Copy each line of the records that contains the word "param".

[Stored records]

☆ ☆ ☆ ☆

PR #1439, opened 2025-09-17
Added abstraction for power value sources.

### LINKED ISSUE #1438: Abstracting power value sources
Since we are planing to introduce further sources for power values that does not fit into the current sources, an abstract source should be implemented that contains basic functionality.

staudtMarius:
Resolves #1438

Merge #1450 first.


src/main/java/edu/ie3/datamodel/io/source/PowerValueSource.java
```diff
@@ -0,0 +1,91 @@
...
+  non-sealed interface MarkovBased extends PowerValueSource<PowerProfile, InputData> {}
+
+  // -=-=-=-=-=-=-=-=-=-=-=-=-=-=-=-=-=-=-=-=-=-=-=-=-=-=-=-=-=-=-=-=-=-=-=-=-=-=-=-=-=-=-=-=-=-=-=-=-=-=-=-=-=-=
+  // input data
+
+  /**
+   * Interface for the input data of {@link #getValue(InputData)}. The data is used to determine the
+   * next power.
+   */
+  sealed interface InputData permits PowerValueSource.TimeSeriesInputValue {
```
sebastian-peter: Maybe we can think about a different name for the interface here. `InputData` seems quite generic. Spontaneously I'd think of something that includes `Identifier`, maybe `PowerValueIdentifier`, or something better?

src/main/java/edu/ie3/datamodel/io/source/PowerValueSource.java
```diff
@@ -0,0 +1,91 @@
...
+import java.time.ZonedDateTime;
+import java.util.Optional;
+import java.util.function.Supplier;
+import javax.measure.quantity.Energy;
+import javax.measure.quantity.Power;
+import tech.units.indriya.ComparableQuantity;
+
+/** Interface defining base functionality for power value sources. */
+public sealed interface PowerValueSource<
+        P extends PowerProfile, ID extends PowerValueSource.InputData>
```
sebastian-peter: Please check out the sonarqube issue

src/main/java/edu/ie3/datamodel/io/naming/timeseries/LoadProfileMetaInformation.java
```diff
@@ -37,18 +32,11 @@ public boolean equals(Object o) {
 
   @Override
   public int hashCode() {
-    return Objects.hash(super.hashCode(), profile);
+    return Objects.hash(profile);
```
sebastian-peter: Wouldn't do this, especially because the equals method still relies on the super class

src/main/java/edu/ie3/datamodel/io/source/PowerValueSource.java
```diff
@@ -0,0 +1,91 @@
...
+  /** Returns the profile of this source. */
+  P getProfile();
+
+  /**
+   * Method to get the next power value based on the provided input data.
+   *
+   * @param data input data that is used to calculate the next power value.
+   * @return an option for the power value.
+   */
+  Optional<PValue> getValue(ID data);
```
sebastian-peter: I think this method now becomes obsolete with the addition of `getValueSupplier`. We can just use a supplier all the time, even if it always returns the same value.

src/main/java/edu/ie3/datamodel/io/source/csv/CsvLoadProfileSource.java
```diff
@@ -61,24 +61,28 @@ public void validate() throws ValidationException {
...
-  public P getLoadProfile() {
-    return getTimeSeries().getLoadProfile();
+  public Supplier<Optional<PValue>> getValueSupplier(TimeSeriesInputValue data) {
+    return loadProfileTimeSeries.supplyValue(data.time());
+  }
+
+  @Override
+  public P getProfile() {
+    return loadProfileTimeSeries.getLoadProfile();
   }
```
sebastian-peter: Unnecessary ovveride imho

src/main/java/edu/ie3/datamodel/io/source/sql/SqlLoadProfileSource.java
```diff
@@ -101,39 +95,39 @@ public void validate() throws ValidationException {
...
+  public Supplier<Optional<PValue>> getValueSupplier(TimeSeriesInputValue data) {
+    ZonedDateTime time = data.time();
+    Optional<LoadValues<P>> loadValueOption = queryForValue(time);
+
+    if (loadValueOption.isPresent()) {
+      LoadValues<P> loadValue = loadValueOption.get();
+      return () -> Optional.of(loadValue.getValue(time, profile));
+    } else {
+      return Optional::empty;
+    }
```
sebastian-peter: Maybe you can use the map function on the optional here?

src/main/java/edu/ie3/datamodel/models/timeseries/TimeSeries.java
```diff
@@ -77,15 +77,7 @@ public Optional<TimeBasedValue<R>> getTimeBasedValue(ZonedDateTime time) {
...
    */
-  protected abstract Optional<ZonedDateTime> getNextDateTime(ZonedDateTime time);
-
-  /**
-   * Get all {@link ZonedDateTime}s after the given time.
-   *
-   * @param time given time
-   * @return a list of all time keys
-   */
-  public abstract List<ZonedDateTime> getTimeKeysAfter(ZonedDateTime time);
```
sebastian-peter, line 88: Yes, finally 👍

src/main/java/edu/ie3/datamodel/models/timeseries/individual/IndividualTimeSeries.java
```diff
@@ -60,13 +60,18 @@ public Optional<ZonedDateTime> getPreviousDateTime(ZonedDateTime time) {
...
-  @Override
+  /**
+   * Get all {@link ZonedDateTime}s after the given time.
+   *
+   * @param time given time
+   * @return a list of all time keys
+   */
   public List<ZonedDateTime> getTimeKeysAfter(ZonedDateTime time) {
     return timeToValue.keySet().stream().filter(timeKey -> timeKey.isAfter(time)).sorted().toList();
   }
```
sebastian-peter, line 77: Should me mark this method as obsolete, or just remove it completely? Or are there reasons to keep it?

sebastian-peter (changes requested):
Some comments and questions from my side

src/main/java/edu/ie3/datamodel/models/timeseries/TimeSeries.java
staudtMarius: What do you mean with `finally`? I think we added this method not long ago. I just moved this method to another place.

src/main/java/edu/ie3/datamodel/models/timeseries/individual/IndividualTimeSeries.java
staudtMarius: I think that we are using this method in SIMONA. But I will check this later and remove it, if we don't use it.

src/main/java/edu/ie3/datamodel/models/timeseries/TimeSeries.java
sebastian-peter: Thought we would get rid of this method...

src/main/java/edu/ie3/datamodel/models/timeseries/individual/IndividualTimeSeries.java
sebastian-peter: This would be replaced by `getNextDateTime` in SIMONA I think. But we don't have to delete this method right away.

staudtMarius: This method is actually used in the `PrimaryServiceWorker` in SIMONA. We use it, because we wat to know all future activation ticks. If we change the way SIMONA retrieves the next tick for primary data, we can remove this method.

src/main/java/edu/ie3/datamodel/models/timeseries/TimeSeries.java
staudtMarius: See the comment below. Since we only need it for individual time series, we can remove it for the base class.

sebastian-peter (approved):
Thanks!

☆ ☆ ☆ ☆

YOUR SOLUTION:
+   * @param data input data that is used to calculate the next power value.
-   * @param time given time
+   * @param time given time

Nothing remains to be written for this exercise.